# Part of Speech (PoS) Tagging

- It is defined as the process of assigning one of the parts of speech to the given word
- As we know parts of speech include nouns, verb, adverbs, adjectives, pronouns, conjunction and their sub-categories.


In [3]:
import spacy

- There are various spaCy models for different languages. The default model for the English language is designated as en_core_web_sm. Since the models are quite large, it’s best to install them separately—including all languages in one package would make the download too massive.

- Load English tokenizer, tagger, parser and NER

In [4]:
nlp = spacy.load("en_core_web_sm")

In [7]:
doc = nlp("google flew to mars yesterday.
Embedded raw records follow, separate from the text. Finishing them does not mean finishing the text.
Issue #145, opened 2021-03-02
matchOne missing on belongsToThrough


DiscountDarcy:
If you try to eager load a belongsToThrough relationship, Quick throws this error:

```
 No matching function [MATCHONE] found
```

on BelongsToThrough.cfc:281 from BaseEntity.cfc:2475.

This function only exists on HasOneOrMany in 4.2.3.

elpete:
This relationship shouldn't need to call `matchOne` but should more closely resemble `belongsTo#match`.

elpete:
belongsToThrough eager matching is implemented and verified by the current owning-entity integration test.

Verified on `next` at [2226123](https://github.com/coldbox-modules/quick/commit/2226123f346e74e1d0f31c4db4e4806c0c5c7d9d) with qb 14.0.1. Regression: `can eager load the owning entity through other relationships` in [the integration spec](https://github.com/coldbox-modules/quick/blob/2226123f346e74e1d0f31c4db4e4806c0c5c7d9d/tests/specs/integration/BaseEntity/Relationships/BelongsToThroughSpec.cfc). The full Lucee 6 suite passed 652 tests in each null-support mode (0 failures/errors; 4 existing skips).

Closing as addressed on `next`; this does not imply a new Quick package has been released.

PR #307, opened 2026-08-22
fix: eager load one-through relationships

### LINKED ISSUE #170: `matchOne` is not defined in {BelongsToThrough, HasOneThrough}
seems `matchOne` isn't defined at the following use sites:

https://github.com/coldbox-modules/quick/blob/0c4bbcf3882df043f49a77a5fcc39ebe29611365/models/Relationships/BelongsToThrough.cfc#L281

https://github.com/coldbox-modules/quick/blob/0c4bbcf3882df043f49a77a5fcc39ebe29611365/models/Relationships/HasOneThrough.cfc#L76

elpete:
Closes #170

## Issue review

The report was correct and remained partially unresolved. `BelongsToThrough.match()` was replaced with an inline implementation in 2024, but `HasOneThrough.match()` still called an undefined inherited `matchOne()` method. This is a clear correctness bug and should be fixed.

While reproducing it through the public eager-loading API, I found the prior `BelongsToThrough` repair was also incomplete: its eager path read the wrong keys from the parent and applied joins, projections, and constraints to the related entity instead of the relationship builder that is actually executed.

## Reproduction

Tests were added first through normal Quick entity flows:
- `Country.with( "latestPost" )` reproduced `No matching function [MATCHONE] found`
- `Post.with( "country" )` first reproduced an array-key length error, then exposed that the eager query contained no joins, constraints, or `__QuickThroughKey__` projection

Before implementation, the two focused bundles reported 2 passed and 2 errors.

## Implementation

- add the missing single-result matcher to `HasOneOrManyThrough` for `HasOneThrough`
- match through results using the closest relationship’s configured local keys
- constrain `BelongsToThrough` from the parent’s foreign-key values
- select and filter using the intermediate related keys
- apply eager joins and constraints to the executed relationship builder
- retain existing lazy-loading behavior

## Validation

- focused one-through coverage: 4 passed, 0 failed, 0 errors
- adjacent through/eager/as-query coverage: 63 passed, 0 failed, 0 errors
- full suite: 497 passed, 0 failed, 0 errors, 3 skipped
- `box run-script format`
- `git diff --check`
- dependency baseline: qb `14.0.0-beta.3` (`qb@be`)

### DIFF
--- a/models/Relationships/BelongsToThrough.cfc
+++ b/models/Relationships/BelongsToThrough.cfc
@@ -108,7 +108,7 @@ component extends="quick.models.Relationships.BaseRelationship" {
 	public boolean function addEagerConstraints( required array entities, required any baseEntity ) {
 		var allKeys = getKeys(
 			entities,
-			getLocalKeys(),
+			variables.closestToParent.getForeignKeys(),
 			arguments.baseEntity
 		);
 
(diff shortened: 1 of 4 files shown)


elpete:
## Additional issue review: #145

Addresses #145. **Fit score: 10/10.** This is the same missing one-through eager-load matching behavior covered by this PR. BelongsToThrough should match like BelongsTo rather than call a nonexistent `matchOne`. The branch adds public eager-loading coverage and implements the correct matching path; there is no intentional compatibility tradeoff.

PR #308, opened 2026-08-22
fix: preserve eager loading key types

### LINKED ISSUE #166: Eager loading a belongsToMany relationship fails on Postgres
I came across several issues while working through the [Up and Running with Quick](https://github.com/Ortus-Solutions/up-and-running-with-quick) workshop and have documented those issues [here](https://github.com/Ortus-Solutions/up-and-running-with-quick/issues/2).  Most of them have a workaround that can be applied in your project, but I did run into an issue that doesn't seem solvable outside of a framework change.  

The issue occurs whenever you try to eager load a belongsToMany relationship.  This is part of Step 9 of the workshop where we add `tags` to the `with` array when initially loading  posts.

From `/handlers/Posts.cfc`
```
prc.posts = getInstance( "Post" )
	.with( [ "author", "tags" ] )
	.latest()
	.get();
```

The error generated is:

```ERROR: operator does not exist: integer = character varying Hint: No operator matches the given name and argument types. You might need to add explicit type casts. Position: 184```

💡 _Note: In my experience this error came up very frequently when working with Postgres, but required a variety of solutions.  See [the issue](https://github.com/Ortus-Solutions/up-and-running-with-quick/issues/2) I referenced above for details.  The issue I'm reporting here is for only one specific cause of this error._

In this case the problem seems to occur when calling `getKeys()` from `BelongsToMany.addEagerConstraints()`.  The **addEagerConstraints** method is what updates the WHERE clause with the needed constraints to load all tags related to all loaded posts.

Here you can see a dump of the SQL before and after the function processes the `getKeys()` result:
image
You can see that all the bindings for **postId** have **cfsqltype** set to "CF_SQL_VARCHAR".  This will trigger qb to quote the values which Postgres doesn't like (hence the error above).

I think this issue is possibly being self-inflicted in `BaseRelationship.getKeys()` when attempting to generate a unique array of primary key values arrays:
image
image

Fortunately, I think this can be fixed simply be removing the `toList()` and corresponding `map( listToArray() )`.  I confirmed that the `unique()` method would handle de-duplication of an array of arrays as well as it does an array of strings.  I will submit a PR for these changes next along with corresponding test case.

I'm still curious as to when and where this behavior was introduced in Postgres that has made it so much more pickier than MySQL.  FWIW, I've tested this in PostgreSQL versions 13.4, 12.9 and 11.0 and had the same behavior in all cases.  I'm not very familiar with Postgres at all, so If there's a flag or configuration that adjusts this strictness behavior I'm not aware of it.

elpete:
Closes #166

## Issue review

**Recommendation: 10/10.** This is a database-portability correctness bug in a core eager-loading path. Quick should preserve key value types while constructing relationship constraints, especially because PostgreSQL correctly rejects comparisons between integer columns and varchar parameters.

Reasons for:
- The current conversion through a comma-delimited list changes numeric CFML values into strings.
- The resulting `VARCHAR` bindings fail against strictly typed databases even though the entity keys were numeric.
- The fix removes a lossy internal conversion and keeps the existing public API unchanged.
- The behavior benefits all eager-loaded relationship types that share `getKeys()`.

Tradeoffs:
- Deduplication now operates on arrays of native values rather than serialized list strings. The existing relationship and composite-key suite verifies that behavior on the supported runtime.

## Reproduction

I reproduced the underlying failure through the public Quick flow `getInstance( "Post" ).with( "tags" ).get()`. The query itself succeeds on the MySQL test datasource, but the intercepted belongs-to-many eager query showed every numeric post key bound as `VARCHAR`. The new test expected `INTEGER`; before implementation the focused bundle had 27 passes and 1 failure with `Expected [INTEGER] but received [VARCHAR]`.

The repository previously received PR #167 for this issue, but it was closed without merging. This implementation revalidates the report against current `next` and current qb rather than relying on that old patch.

## Implementation

- Preserve each eager key tuple as an array of its original CFML values.
- Remove the list serialization and deserialization that coerced numeric keys to strings.
- Add a public integration regression that eager loads a belongs-to-many relationship and verifies the generated relationship bindings remain integer typed.

## Validation

- Focused EagerLoadingSpec: 28 passed, 0 failed, 0 errors
- Full suite: 496 passed, 0 failed, 0 errors, 3 skipped
- `box run-script format`
- `git diff --check`

### DIFF
--- a/models/Relationships/BaseRelationship.cfc
+++ b/models/Relationships/BaseRelationship.cfc
@@ -369,12 +369,10 @@ component accessors="true" implements="IRelationship" {
 					}
 					keyValues.append( value );
 				}
-				acc.append( keyValues.toList() );
+				acc.append( keyValues );
 				return acc;
 			}, [] )
-		).map( function( key ) {
-			return key.listToArray();
-		} );
+		);
 	}
 
 	/**
--- a/tests/specs/integration/BaseEntity/Relationships/EagerLoadingSpec.cfc
+++ b/tests/specs/integration/BaseEntity/Relationships/EagerLoadingSpec.cfc
@@ -243,6 +243,15 @@ component extends="tests.resources.ModuleIntegrationSpec" {
 				expect( variables.queries ).toHaveLength( 2, "Only two queries should have been executed." );
 			} );
 
+			it( "preserves numeric key types when eager loading a belongs to many relationship", function() {
+				getInstance( "Post" ).with( "tags" ).get();
+
+				expect( variables.queries ).toHaveLength( 2, "Only two queries should have been executed." );
+				variables.queries[ 2 ].bindings.each( function( binding ) {
+					expect( binding.cfsqltype ).toBe( "INTEGER" );
+				} );
+			} );
+
 			it( "can eager load a has many through relationship", function() {
 				var countries = getInstance( "Country" ).with( "posts" ).get();
 				expect( countries ).toBeArray();


elpete:
Closed in favor of #274

PR #312, opened 2026-08-22
test: support full-null relationship coverage

### LINKED ISSUE #154: empty belongsTo relation failing with full-null support in Lucee
When we have an empty belongsTo relation in a quick entity it fails with full null support.
The belongsTo relation is calling  the isBuilder function in qb.
The isBuilder function in QueryUtils of qb is receiving:
- an empty string with partial null support
- a null value with full null support
So this is part of the code
```return !isSimpleValue( arguments.value ) &&
        !isArray( arguments.value ) &&
        structKeyExists( arguments.value, "isBuilder" );
 ```

which will never work with null values because it will fail on the structKeyExists. I tried adding a !IsNull( arguments.value ) check but still failing, in other places I guess.

elpete:
Closes #154

## Issue review

**Recommendation: 10/10.** Empty relationships must behave correctly with full null support on every supported CFML engine. Null mode is an engine-level compatibility setting, and Quick should preserve the same relationship semantics in either representation.

Reasons for:
- A missing foreign key is normal relationship state, not an exceptional condition.
- Quick and qb should accept a real null anywhere a partial-null runtime previously supplied an empty string.
- Full-null coverage belongs in the regular CI matrix so future regressions cannot silently return.

Tradeoffs:
- Full-null and partial-null modes intentionally expose different raw values. Tests should assert public semantics where possible and narrowly normalize representation only when snapshots are testing another concern.
- Doubling the stable matrix increases CI runtime, but it validates a materially different runtime mode.

## Reproduction review

On Lucee 6 with full null support and qb `14.0.0-beta.3`, the original public flow `getInstance( "Post" ).find( 7777 ).getAuthor()` returns null without throwing. The original Quick/qb exception is fixed upstream.

The expanded full-null suite then exposed missing-key assumptions in Quick and several dependencies. Each dependency fix is maintained as a narrow CI patch here until its upstream PR is merged. Every upstream PR includes at least one public-API regression that fails before its fix.

## Implementation

- Reads `FULL_NULL` in the test application and enables engine null support.
- Runs Lucee 5/6 and BoxLang CFML 1 with both ColdBox 7/8 and full-null true/false.
- Runs Adobe 2021/2023/2025 with both null modes on ColdBox 7 and standard null mode on ColdBox 8. Adobe full-null plus ColdBox 8 currently fails inside its framework dependency graph before Quick loads, so full-null Adobe coverage uses the supported ColdBox 7 pairing.
- Runs native BoxLang 1 with ColdBox 8 in both null modes. ColdBox 7 does not expose compatible native BoxLang metadata, while BoxLang CFML continues to cover ColdBox 7.
- Adds Adobe BE on ColdBox 7 and BoxLang BE on ColdBox 8 as experimental full-null coverage.
- Expands PR, scheduled, and release workflows consistently.
- Keeps every matrix row's `fullNull` value explicit, including experimental includes, to avoid GitHub expression coercion differences.
- Preserves omitted optional arguments on Lucee 5 full-null mode when qualifying columns and excluding all global scopes. Lucee 5 materializes those omitted arguments as null keys, while newer engines may omit the keys entirely.
- Normalizes the native BoxLang date fixture using date parts so it asserts the same public value despite engine-specific date-mask parsing.

## Dependency baseline

The passing matrix resolved the latest compatible packages available during this run:
- ColdBox `8.1.0+34`
- TestBox `7.0.0+19`
- cbJavaLoader `2.6.0+5`
- qb `14.0.0-beta.3` (latest `qb@be` prerelease)
- str `4.0.2`
- mementifier `3.7.0+7`
- cfcollection `3.7.1`
- cfmigrations `5.1.3`

## Upstream dependency PRs

- TestBox: https://github.com/Ortus-Solutions/TestBox/pull/200
- cbJavaLoader: https://github.com/coldbox-modules/cbjavaloader/pull/32
- ColdBox: https://github.com/ColdBox/coldbox-platform/pull/686
- Mementifier: https://github.com/coldbox-modules/mementifier/pull/46
- cbORM (discovered while validating Mementifier): https://github.com/coldbox-modules/cborm/pull/87

Each PR documents its red/green reproduction, public regression coverage, and local engine validation.

## Validation

GitHub Actions run https://github.com/coldbox-modules/quick/actions/runs/32611389233 is green: **26 of 26 jobs passed**.

Representative full-null results:
- Lucee 6: 521 passed, 0 failed, 0 errors, 3 skipped
- Lucee 5: 521 passed, 0 failed, 0 errors, 3 skipped
- Adobe 2021 with ColdBox 7: 520 passed, 0 failed, 0 errors, 4 skipped
- Native BoxLang 1 with ColdBox 8: 521 passed, 0 failed, 0 errors, 3 skipped
- Experimental Adobe BE: 520 passed, 0 failed, 0 errors, 4 skipped
- Experimental BoxLang BE: 521 passed, 0 failed, 0 errors, 3 skipped

Also:
- workflow YAML parsed successfully
- dependency patches apply cleanly in every configured row
- `git diff --check`


elpete:
Attempted reproduction: I ran the existing public empty-belongs-to flow on a dedicated Lucee 6.2.8.20 server started with `-Dlucee.full.null.support=true` and `qb 14.0.0-beta.3`. `getInstance( "Post" ).find( 7777 ).getAuthor()` returned null and did not throw, so the original exception no longer reproduces. I then made the surrounding tests representation-independent and verified the entire suite in both full-null and normal modes: each finished with 495 passed, 0 failed, 0 errors, and 3 skipped.

PR #315, opened 2026-08-22
test: preserve bindings while chunking scoped queries

### LINKED ISSUE #151: .chunk() interferes with bindings because of .count()
We have a query that worked just fine last year on QB 7 and which is correct if we don't chunk it, but the minute we do chunk it, boolean bindings get swapped with string/GUID bindings, a BETWEEN date where clause gets a GUID instead of the two dates - never seen anything like it (on QB 8.4.8 but happens on 8.0 as well)

We can't test 7.x due to the Quick dependency - it starts out as a Quick query and then drops to QB with .retrieveQuery() but it looks like the breaking change in QB 8 was about callbacks. I don't think Quick has anything to do with this.

I can call toSQL() on the query and it's exactly right, but if I chunk it and call toSQL() on the callback, the bindings are all off

It's this line that is the culprit in chunk(): 

`var count = count( options = arguments.options );`

It works if I clone the query first by changing it to

`var count = this.clone().count( options = arguments.options );`

It seems to me (without the facility right now to make a proper repro case) that `count()` should probably always `clone()` the source query if functions like `chunk()` expect to be able to call it without mutating the query; or else something is happening in the aggregate functions to interfere with the bindings.

elpete:
## Issue review

Issue #151 reports `chunk()` mutating/reordering bindings when its internal count runs against a Quick query containing global-scope subselect bindings.

I rate the behavior **10/10** to protect. Binding order must remain stable across aggregate and pagination helpers; swapped date, boolean, string, or UUID values can silently return incorrect data or produce database errors.

## Attempted reproduction

I recreated the historical query shape through public APIs on current `next` with `qb 14.0.0-beta.3`:

- a global scope adds a subselect containing a UUID binding;
- the outer query adds a two-binding date range and a string constraint;
- the query is handed from Quick to qb with `retrieveQuery()`;
- `chunk( 1, callback )` runs its internal count and result query;
- the test verifies the correct row and the exact four-value binding order before and after chunking.

The bug did not reproduce. Current qb documents aggregate queries as non-mutating, and the source query retained the UUID, both dates, and string in the correct order.

The original report was SQL Server-specific. This repository's integration environment is MySQL, so the SQL Server execution path could not be exercised here. The regression still covers the reported mutation mechanism independently of grammar.

## Implementation

No production change was justified without a current failure. This PR strengthens the global-scope fixture with a bound subselect and adds the exact chunk/binding-order regression.

## Validation

- Focused global-scope suite: 9 passed, 0 failed, 0 errors, 1 skipped.
- Full suite: 496 passed, 0 failed, 0 errors, 3 skipped.
- `box run-script format`
- `git diff --check`

Closes #151

### DIFF
--- a/tests/resources/app/models/UserWithGlobalScope.cfc
+++ b/tests/resources/app/models/UserWithGlobalScope.cfc
@@ -8,8 +8,18 @@ component extends="User" table="users"  accessors="true" {
         qb.addSubselect( "teamName", "team.name" );
     }        
 
+    function scopeWithBoundCountryName( qb ) {
+        qb.addSubselect( "boundCountryName", function( q ) {
+            q.select( "name" )
+                .from( "countries" )
+                .whereColumn( "countries.id", "users.country_id" )
+                .where( "countries.id", "02B84D66-0AA0-F7FB-1F71AFC954843861" );
+        } );
+    }
+
     function applyGlobalScopes( qb ) {
         qb.withCountryName();
-        qb.withTeamName();        
+        qb.withTeamName();
+        qb.withBoundCountryName();
     }
 }
--- a/tests/specs/integration/BaseEntity/GlobalScopeSpec.cfc
+++ b/tests/specs/integration/BaseEntity/GlobalScopeSpec.cfc
@@ -65,6 +65,32 @@ component extends="tests.resources.ModuleIntegrationSpec" {
 				expect( user.countryName ).toBe( "United States" );
 			} );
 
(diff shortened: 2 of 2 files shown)


elpete:
Attempted reproduction note: I could not reproduce the binding corruption on current `next` with `qb 14.0.0-beta.3`. The regression uses a bound global-scope subselect followed by two date bindings and a string binding, hands the query to qb, executes `chunk()`, and verifies both the returned row and exact binding order before/after. The focused and full suites remain clean. The available integration datasource is MySQL, so I could not execute the SQL Server-specific grammar path from the original report.

PR #1716, opened 2017-01-01
Updated Japanese translations

kemsakurai:
Hello.
I am managing Japanese blog with mezzanine.
I noticed some mistakes in the Japanese translation and the missing part,   
so I updated the django.po file and the django.mo file.

Mezzanine is awesome, I like it.

Thank you.


stephenmcd:
Thanks Ken!

PR #1721, opened 2017-01-10
Deprecate as_tag templatetag shortcut.

ryneeverett:
It isn't documented but folks may be using it anyway. We can't switch
over to simple_tag internally yet until we drop support for django-1.8.


stephenmcd:
LGTM

PR #1723, opened 2017-01-15
Fix caching editable settings forever when no request

dsanders11:
There's a bug where if code is being executed in a setup that doesn't use requests (like in `shell` or a Celery worker) then editable settings will be cached once and never change.

The fix is pretty simple, but we might want to drop `NULL_REQUEST` entirely since I believe with the change it doesn't provide any value. It was originally meant to be a value which could be inserted into the `WeakKeyDictionary` but that behavior is actually the cause of the bug. If there's no request we don't want to cache anything, or we'll accidentally cache it forever. @AlexHill, what are your thoughts?

### DIFF
--- a/mezzanine/conf/__init__.py
+++ b/mezzanine/conf/__init__.py
@@ -149,7 +149,9 @@ class Settings(object):
         try:
             editable_settings = self._editable_caches[request]
         except KeyError:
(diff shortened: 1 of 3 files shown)


stephenmcd:
Thanks David

PR #1725, opened 2017-01-22
Fix issue with PyPy2

ernstp:
Under PyPy2 you can't do u"foo" == lazy(static, str)("bar") because the
code assumes dir(str) is a strict subset of dir(unicode), which isn't
true on PyPy2. The other way around is no problem however, and the
other strings in the static assets lists is unicode anyway.


dsanders11:
Seems reasonable.

PR #1727, opened 2017-01-23
Fix blog RSS/Atom feed validation

yprez:
Fix validation errors for the generated RSS and Atom feeds, according to https://validator.w3.org/feed/.

I'd add tests, but there are no specific tests for the feeds, or I couldn't find them...


mpclarkson:
Merging this would be appreciated 👍

yprez:
I can add more tests if required...

stephenmcd:
Thanks

Issue #1710, opened 2016-12-09
User comment->signup flow broken if COMMENTS_ACCOUNT_REQUIRED and ACCOUNTS_VERIFICATION_REQUIRED enabled


cjh79:
After trying to comment, and signing up for an account, new users are shown a blank page after clicking their emailed account verification link.

With COMMENTS_ACCOUNT_REQUIRED and ACCOUNTS_VERIFICATION_REQUIRED set to True, the following will produce the problem:

1) Non-logged in user tries to write comment
2) User is redirected to login page. `comment` view calls `mezzanine.generic.views.initial_validation` which correctly squirrels away the POST data in `session['unauthenticated_comment']`
3) User clicks on sign up link (which has `?next=/comment/`)
4) User fills out signup form and submits it
5) Here is where it falls apart: Account is created, and user is redirected to `/comment/`, but **user is still not logged in** since verification is required. Now in `mezzanine.generic.views.initial_validation`, it goes into the not authenticated branch where the POST data is saved again -- only this time POST is empty as this is a GET request. This causes an empty dict to be saved in `session['unauthenticated_comment']`.
6) User clicks the account verification link in their email (which has `?next=/comment/`). Now, in loading `/comment/`, `initial_validation` goes into the authenticated branch, but the POST data it retrieves from `request.session['unauthenticated_comment']` is empty, so it fails to create the comment. Worse, the end result is that the user is shown a blank page.

This is a pretty big problem as it severely impacts brand new users right when you need to impress them most.

I'm not really sure what the best way to fix this would be. One way would be to avoid saving an empty POST in `mezzanine.generic.views.initial_validation`, though I am afraid that may have some unintended consequence. Perhaps someone more familiar with the code can suggest something. I would be happy to work on a fix if an approach is agreed upon, if no one else wants to take it.

(Note that this problem affects ratings too in the same way if `RATINGS_ACCOUNT_REQUIRED` is enabled.)

stephenmcd:
Thanks for the detailed report!

The suggested fix sounds reasonable, would you be able to put a PR together?

cjh79:
Gladly. I'll try to do so this week.

stephenmcd:
88e490560f0ba73b5c707ccfa952b7ec9c27597b

PR #1729, opened 2017-02-01
Fix issue 1710

cjh79:
During user validation, only save POST data in session if it is a POST
request, otherwise saved comment may be overwritten by GET request that
results from redirect if user verification is required.

https://github.com/stephenmcd/mezzanine/issues/1710


stephenmcd:
Thanks a lot!

Issue #1728, opened 2017-01-27
"Link List" entry in TinyMCE Add/Edit Link popup is missing


molokov:
When adding or editing a link on a page (either on Admin or Front end), the 'Link List' entry is not shown.

This is still the case with Mezzanine HEAD ( 0388f7c ) and a brand new empty project.

The definition of window.__link_list_url looks to be fine (it's pointing to /admin/displayable_links.js, which also loads the correct data), but for some reason the TinyMCE window isn't showing this.

Using Firefox's Javascript debugger, it appears that when tinymce_setup.js is being parsed (thus defining tinymce_setup.link_list), window.__link_list_url is not yet defined, but it becomes defined after this point.

Perhaps there is some sort of ordering error?

stephenmcd:
You're right the ordering was incorrect, pushing a fix now. Thanks for the report.

Issue #1594, opened 2016-05-05
TinyMCE links doesn't work


georgkrause:
When i create a RichTextField and want to edit it with the TinyMCE and create a link, nothing happens. So i open the page, klick into the editor field and push the "create/edit link" button. And then, nothing happens. I disabled all plugins and tried different browser, i doesnt work at all :(

i use mezzanine version 4.1.0, in 4.0.1 it worked, if i remember correctly.

molokov:
Duplicate of #1533, #1537 , fixed in #1516 
If you upgrade to master you should be fine. It's not in a PyPI release yet.

georgkrause:
@molokov Thank you! when does the new release come? is there a plan right now?

ryneeverett:
@georgkrause Releases are infrequent but master is generally quite stable.

georgkrause:
@ryneeverett i am not sure if "quite stable" is enough for a productive instance, especialy when using master just "should be fine". do you use the master in a productive instance?

ryneeverett:
@georgkrause I put master in production if there's a bugfix/feature I need, yes. It's a pretty slow moving project, so I can review every commit. I put my own code into production too and it doesn't even have the benefit of code review.

georgkrause:
got this problem again...

petedermott:
So I think I've fixed this. 

The issue is that its throwing an attribute error on models that are not searchable when trying to make the dictionary of urls for the admin links panel - quite why these are even getting used in the first place I'm still not sure.

My "solution" (hack) is just to catch and pass on these errors, these items shouldn't accessible for links anyway so it doesn't matter if our sitemaps just skip over them.

PR #1733, opened 2017-02-09
Try and fix admin link error

petedermott:
Fix TinyMCE link issue referenced #1728 and #1594

### DIFF
--- a/mezzanine/core/managers.py
+++ b/mezzanine/core/managers.py
@@ -399,10 +399,13 @@ class DisplayableManager(CurrentSiteManager, PublishedManager,
         setattr(home, "get_absolute_url", home_slug)
         items = {home.get_absolute_url(): home}
         for model in apps.get_models():
-            if issubclass(model, self.model):
-                for item in (model.objects.published(for_user=for_user)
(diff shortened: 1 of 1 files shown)


stephenmcd:
This was thought to be resolved and if so, you've presumably come across a similar yet different issue - there's no way of knowing though since you admittedly don't know what the cause is. Given that we can't just blindly accept a patch. Are you able to upload a minimal example with steps to reproduce the problem?

stephenmcd:
BTW, I'll close this since it most likely isn't the correct fix. Once the real issue can be identified, then we can work out what the correct fix is.

petedermott:
Understood. 

In hind sight more discussion and consistent replication of the issue probably would have been the better course of action, I just got over excited at finding a "fix".

I'm going to keep looking into this and will report my findings.

stephenmcd:
I understand, I've done this plenty of times when contributing to others' projects, so don't sweat it.

I'm glad you'll keep looking into it - I would suggest creating a new project from scratch, and adding your code to it piece by piece until you can trigger the error, that way you'll have a minimal example you can upload and someone else can take a look at it from there.

Issue #1400, opened 2015-09-04
Provide way to silence warnings


spookylukey:
We have a valid reason to not include  `"mezzanine.core.middleware.SitePermissionMiddleware"` in our `MIDDLEWARE_CLASSES` (we use an alternative implementation), but this produces a warning that we can't silence:

https://github.com/stephenmcd/mezzanine/blob/c7bc3e74d8487c6b23417ac099a46aa5c486c369/mezzanine/utils/sites.py#L75

It would be nice if Mezzanine used Django's checks framework for issues like this:

https://docs.djangoproject.com/en/1.7/topics/checks/

In this way, a developer could silence this warning individually.

I'm happy to write a patch if this idea is accepted. There are probably a few other places this could be done, although for things like deprecation warnings, there is no need - there is a right way to silence the warning, which is to fix your code.

stephenmcd:
Sounds good Luke, go for it.

jerivas:
Looks like #1734 fixes this one. Closing.

PR #1734, opened 2017-02-18
Use django check for SitePermissionsMiddleware

spookylukey:
See #1400 

I had a look, and I don't think that any of the other warnings that remain need this treatment — they are all things that need to be addressed in other ways, like deprecation warnings, rather than optional things that can be safely silenced.


stephenmcd:
Awesome, thankyou!

PR #1737, opened 2017-02-18
Remove request.REQUEST usage

spookylukey:
See https://docs.djangoproject.com/en/dev/releases/1.7/#merging-of-post-and-get-arguments-into-wsgirequest-request

I have manually checked that the login form works as expected with this change, I have not tested the search form as I didn't have a project set up that shows that, plus there aren't tests in the test suite at the kind of level necessary to show this kind of issue.


stephenmcd:
Thanks Luke!

PR #1738, opened 2017-02-23
Use requirements.txt as default REQUIREMENTS_PATH

andresmrm:
Since [local_settings.py says `requirements.txt` is the default value for `REQUIREMENTS_PATH`](https://github.com/stephenmcd/mezzanine/blob/master/mezzanine/project_template/project_name/local_settings.py.template#L42), shouldn't it be set here?

Sorry if I should not be pushing this to `master`, but there are too many branches, so I didn't know which one to push.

He carried burger with him")

- Here, two attributes of the Token class are accessed:

1. - .tag_ displays a fine-grained tag.
2. - .pos_ displays a coarse-grained tag, which is a reduced version of the fine-grained tags

In [8]:
for i in doc:
    print(i, "-", i.pos_)

google - PROPN
flew - VERB
to - ADP
mars - NOUN
yesterday - NOUN
. - PUNCT
He - PRON
carried - VERB
burger - NOUN
with - ADP
him - PRON


In [9]:
for i in doc:
    print(i, "-", spacy.explain(i.pos_))

google - proper noun
flew - verb
to - adposition
mars - noun
yesterday - noun
. - punctuation
He - pronoun
carried - verb
burger - noun
with - adposition
him - pronoun


- explain() to give descriptive details about a particular POS tag

In [10]:
for i in doc:
    print(i, "-",i.pos_, "-", spacy.explain(i.pos_))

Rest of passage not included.